Dual-frequency intravascular ultrasound transducer design for contrast agent imaging

Abstract

Intravascular ultrasound (IVUS) is a unique diagnostic tool for assessing the composition and degree of stenosis of atheromata in cardiovascular disease. As of yet, contrast enhanced IVUS has not been clinically implemented despite its potential to provide functional information, such as degree of plaque vascularization, in conjunction with standard anatomical mapping. In this study, we demonstrate that nonlinear microbubble signals can be detected with minimal signal processing using an ultra-broadband IVUS transducer composed of a low frequency transmit and a high frequency receive combined element. Raw signals were acquired from a single element transducer (1 × 3 mm, fc = 6.5/35 MHz) after aligning to an acoustically transparent 200 µm inner diameter cellulose tube.

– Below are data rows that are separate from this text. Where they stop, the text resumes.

PR #121, opened 2016-06-16
Move to tests to Mocha

alexlafroscia:
Moves the tests over to Mocha instead of QUnit.  I think that the tests will be a little easier to organize using Mocha instead through the nesting that it provides.

Also, update Suave to the latest version, which is compatible with Mocha.

- [ ] Refactor tests to leverage nesting `describe` blocks for clarity
- [ ] Try to figure out of the error-catching test can be enabled (probably need someone with experience with Mocha)


tests/.eslintrc.js
```diff
@@ -1,5 +1,8 @@
 module.exports = {
   env: {
     'embertest': true
+  },
+  globals: {
+    'expect': true
```
Turbo87: you can probably just use the `mocha` env here which also includes `describe`, `it`, ...

Turbo87: also `expect` itself should probably be imported from `chai` instead of using the global, right?

alexlafroscia: Good notes all around; I don't think I actually use the `expect` global anywhere so removing it seems like the right way to go.

alexlafroscia:
I'm going to merge this, now that it won't conflict with `master` and all the tests are passing.  There are still some things to do, but I think they're both minor and I want to prevent anyone else from branching from the project while it still uses QUnit since that makes merging with this branch really problematic..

Poly-disperse, (1–10 µm diameter) lipid-coated microbubbles were injected at high concentration (4.8 × 108 MBs/mL) and peak negative pressures were varied from −0.3 to −1.8 MPa while transmission cycles were increased from 1to 5. In vitro results indicate signal to noise ratios of 11 dB are attainable at 2nd harmonics and similar SNRs (10–8 dB) at higher harmonics. The results of this study indicate that contrast enhanced IVUS imaging is possible using a single transmit pulsing scheme enabled by using a dual- frequency broadband transducer design.